PR #100, opened 2022-02-07
Add initial PI3NN example

streeve:
Add general functions for calculating confidence intervals with PI3NN and an example for the existing FePt case.

Things to discuss
- There's some cleanup I need to do where I modified the main examples/training files
- Should any of the UQ functions move to the library? Maybe up/down loaders?
- PI3NN is not currently installed/used in the CI. I'd prefer to wait until tensorflow is optional (not used in the very small part of the library we're calling)
- This only currently works for single task - should not be too difficult to extend


examples/lsms/lsms.json
```diff
@@ -4,7 +4,7 @@
     },
     "Dataset": {
         "name": "FePt_32atoms",
-        "path": {"total": "FePt"},
+        "path": {"total": "../../Downloads/FePt"},
```
allaffa, line 7: Is this intentional?

examples/lsms/lsms.json
```diff
@@ -38,17 +38,17 @@
...
-            "task_weights": [1.0, 1.0, 1.0]
+            "task_weights": [1.0]
         },
         "Variables_of_interest": {
             "input_node_features": [0],
-            "output_names": ["free_energy_scaled_num_nodes","charge_density", "magnetic_moment"],
-            "output_index": [0, 1, 2],
-            "type": ["graph","node","node"],
-            "denormalize_output": true
+            "output_names": ["free_energy_scaled_num_nodes"],
```
allaffa, line 45: I would not remove the multi-task nature of the run based on `lsms.json`

examples/lsms_uq.json
```diff
@@ -0,0 +1,57 @@
+{
```
allaffa, line 1: Given indeed that you are creating another .json file specifically for UQ, I do not understand why you changed `lsms.json`

hydragnn/run_training.py
```diff
@@ -76,12 +76,12 @@ def _(config: dict):
         optimizer, mode="min", factor=0.5, patience=5, min_lr=0.00001
     )
 
-    log_name = get_log_name_config(config)
-    writer = get_summary_writer(log_name)
+    output_name = model.__str__() + "-mean"
```
allaffa, line 79: Why did you remove the call to `get_log_name_config`?
Is it needed specifically for UQ or is it a proposed improvement that applies in general to any training?

examples/lsms/lsms.json
allaffa: I would not change the original `lsms.json`

streeve: No, like I said in the description, I realized after creating the PR that I need to remove some changes that weren't meant to be included

hydragnn/run_training.py
streeve: I think adding an option to override the name would be nice, but I will leave the default behavior intact

examples/uq/uq_pi3nn.py
```diff
@@ -0,0 +1,342 @@
...
+    Create the up and down datasets by splitting on mean model predictions.
+    """
+    device = next(model.parameters()).device
+    verbosity = config["Verbosity"]["level"]
+    batch_size = config["NeuralNetwork"]["Training"]["batch_size"]
+
+    model.eval()
+
+    rank = 0
+    if dist.is_initialized():
```
allaffa, line 249: Is the current version tested on MPI ?

streeve: Good point - no it is not

streeve:
| Do you need additional review for this?

I cleaned up the issues I saw in the diff - another review would be helpful

examples/uq/uq_pi3nn.py
```diff
@@ -0,0 +1,344 @@
...
+    try:
+        os.environ["SERIALIZED_DATA_PATH"]
+    except:
+        os.environ["SERIALIZED_DATA_PATH"] = os.getcwd()
+
+    world_size, world_rank = setup_ddp()
+    verbosity = config["Verbosity"]["level"]
+
+    #### LOAD THE ORIGINAL DATA LOADERS AND THE TRAINED MEAN MODEL
+    ## Question: Should we normalize/denormalize any input/output?
```
pzhanggit, line 71: Maybe normalize everything before the three NNs and denormalize them after all of them trained

examples/uq/uq_pi3nn.py
```diff
@@ -0,0 +1,344 @@
...
+        yx.squeeze() - 0.001,
+        (pred_mean_y - c_down * pred_down_y),
+        edgecolor="#000066",
+        marker="o",
+        facecolor="none",
+    )
+    plt.show()
+
+
+def load_model(config, dataset, name):
```
pzhanggit, line 177: `dataset` argument is not needed?

examples/uq/uq_pi3nn.py
```diff
@@ -0,0 +1,344 @@
...
+                down, batch_size=batch_size, shuffle=False, sampler=down_sampler
+            )
+        else:
+            up_loader = DataLoader(up, batch_size=batch_size, shuffle=True)
+            down_loader = DataLoader(down, batch_size=batch_size, shuffle=True)
+
+        up_loaders.append(up_loader)
+        down_loaders.append(down_loader)
+
+    return up_loaders, down_loaders
```
pzhanggit, line 306: `up_sampler` and `down_sampler` need to be returned also since they are needed for shuffling during training in each epoch, see here https://github.com/streeve/HydraGNN/blob/2e93dc50d1744fd5a2e5eaef9f4531ee2ff8093a/hydragnn/train/train_validate_test.py#L94

pzhanggit (changes requested):
Finish first round review. I will come back later for more reviews

examples/uq/uq_pi3nn.py
```diff
@@ -0,0 +1,344 @@
...
+
+def run_uncertainty(
+    config_file_mean, config_file_up_down, retrain_mean=False, retrain_up_down=False
+):
+    """
+    Compute prediction intervals with PI3NN.
+    """
+
+    out_name = "uq_"
+    mean_name = out_name + "mean"
```
streeve, line 54: mean -> center

streeve, line 54: mean -> center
====================
Work instructions -> Every line of the data above that includes "will" should be listed.

Solution to the problem ->
streeve: I think adding an option to override the name would be nice, but I will leave the default behavior intact
Finish first round review. I will come back later for more reviews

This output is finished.